Using the records below, transcribe word for word the stretch from the line that contains "- [x] Unit tests: Updated" through the line that contains "Claude review comments", both end lines included, and nothing else.

(Collected data entries)
......
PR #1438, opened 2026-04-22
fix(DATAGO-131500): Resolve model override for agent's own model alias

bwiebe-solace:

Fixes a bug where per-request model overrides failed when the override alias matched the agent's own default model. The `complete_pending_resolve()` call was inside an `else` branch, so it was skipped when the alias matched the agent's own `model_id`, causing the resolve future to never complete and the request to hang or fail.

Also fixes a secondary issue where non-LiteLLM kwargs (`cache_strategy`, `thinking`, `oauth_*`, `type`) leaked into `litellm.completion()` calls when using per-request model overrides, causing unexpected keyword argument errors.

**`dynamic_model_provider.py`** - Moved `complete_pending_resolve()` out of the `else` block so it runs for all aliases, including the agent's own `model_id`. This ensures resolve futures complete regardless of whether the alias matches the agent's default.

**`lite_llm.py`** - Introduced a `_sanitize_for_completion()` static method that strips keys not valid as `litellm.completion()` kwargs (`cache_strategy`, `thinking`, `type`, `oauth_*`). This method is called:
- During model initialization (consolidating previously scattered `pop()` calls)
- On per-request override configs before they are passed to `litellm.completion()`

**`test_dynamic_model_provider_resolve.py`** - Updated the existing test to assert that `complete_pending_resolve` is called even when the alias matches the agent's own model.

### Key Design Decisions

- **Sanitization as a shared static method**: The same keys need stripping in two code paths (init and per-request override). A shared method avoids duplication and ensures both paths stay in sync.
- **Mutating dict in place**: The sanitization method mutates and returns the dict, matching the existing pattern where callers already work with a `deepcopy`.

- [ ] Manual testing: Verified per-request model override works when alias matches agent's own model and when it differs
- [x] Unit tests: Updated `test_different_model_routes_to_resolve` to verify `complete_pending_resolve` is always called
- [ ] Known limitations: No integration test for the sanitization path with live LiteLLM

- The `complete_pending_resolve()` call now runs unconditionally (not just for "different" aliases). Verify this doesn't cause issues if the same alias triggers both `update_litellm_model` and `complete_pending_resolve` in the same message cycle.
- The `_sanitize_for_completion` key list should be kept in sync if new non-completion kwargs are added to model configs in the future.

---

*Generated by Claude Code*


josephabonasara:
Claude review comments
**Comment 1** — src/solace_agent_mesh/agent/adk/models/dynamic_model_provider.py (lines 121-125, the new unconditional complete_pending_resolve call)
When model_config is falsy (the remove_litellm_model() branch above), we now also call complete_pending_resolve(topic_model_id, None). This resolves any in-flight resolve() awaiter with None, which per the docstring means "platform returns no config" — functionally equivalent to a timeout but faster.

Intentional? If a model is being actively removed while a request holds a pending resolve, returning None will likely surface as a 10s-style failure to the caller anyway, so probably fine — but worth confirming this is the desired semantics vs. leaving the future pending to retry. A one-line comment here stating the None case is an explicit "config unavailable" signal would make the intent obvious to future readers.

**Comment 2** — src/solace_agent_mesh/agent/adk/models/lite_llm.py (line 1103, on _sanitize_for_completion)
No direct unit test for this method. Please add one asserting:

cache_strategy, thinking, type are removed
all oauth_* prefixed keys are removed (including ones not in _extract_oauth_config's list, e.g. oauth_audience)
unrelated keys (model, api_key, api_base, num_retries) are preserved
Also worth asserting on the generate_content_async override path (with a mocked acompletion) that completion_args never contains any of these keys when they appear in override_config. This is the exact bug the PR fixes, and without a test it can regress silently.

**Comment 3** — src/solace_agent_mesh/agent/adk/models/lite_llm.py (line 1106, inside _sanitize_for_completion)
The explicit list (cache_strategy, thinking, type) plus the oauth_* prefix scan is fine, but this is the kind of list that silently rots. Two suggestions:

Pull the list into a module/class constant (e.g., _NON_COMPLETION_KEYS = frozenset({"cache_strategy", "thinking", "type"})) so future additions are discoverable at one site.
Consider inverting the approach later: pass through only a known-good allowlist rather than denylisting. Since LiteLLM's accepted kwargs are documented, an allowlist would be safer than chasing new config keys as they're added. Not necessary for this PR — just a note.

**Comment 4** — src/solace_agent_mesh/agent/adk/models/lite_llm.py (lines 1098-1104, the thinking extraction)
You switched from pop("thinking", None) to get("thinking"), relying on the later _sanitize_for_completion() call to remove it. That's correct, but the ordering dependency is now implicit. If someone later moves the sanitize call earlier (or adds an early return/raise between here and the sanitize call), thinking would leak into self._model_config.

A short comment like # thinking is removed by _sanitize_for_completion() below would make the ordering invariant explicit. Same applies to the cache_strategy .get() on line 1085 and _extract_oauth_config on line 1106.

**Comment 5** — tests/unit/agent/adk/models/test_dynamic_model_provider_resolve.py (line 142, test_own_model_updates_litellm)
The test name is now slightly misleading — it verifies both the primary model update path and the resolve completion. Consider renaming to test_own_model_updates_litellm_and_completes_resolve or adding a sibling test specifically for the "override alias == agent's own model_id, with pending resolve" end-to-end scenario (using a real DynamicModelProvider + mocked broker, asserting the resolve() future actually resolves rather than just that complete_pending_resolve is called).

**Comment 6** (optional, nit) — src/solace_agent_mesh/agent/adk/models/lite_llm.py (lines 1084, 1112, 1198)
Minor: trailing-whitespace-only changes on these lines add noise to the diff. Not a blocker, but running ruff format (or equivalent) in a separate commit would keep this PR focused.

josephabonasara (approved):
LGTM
......
• _RESULT FOR THIS EXERCISE_:
- [x] Unit tests: Updated `test_different_model_routes_to_resolve` to verify `complete_pending_resolve` is always called
- [ ] Known limitations: No integration test for the sanitization path with live LiteLLM

- The `complete_pending_resolve()` call now runs unconditionally (not just for "different" aliases). Verify this doesn't cause issues if the same alias triggers both `update_litellm_model` and `complete_pending_resolve` in the same message cycle.
- The `_sanitize_for_completion` key list should be kept in sync if new non-completion kwargs are added to model configs in the future.

---

*Generated by Claude Code*


josephabonasara:
Claude review comments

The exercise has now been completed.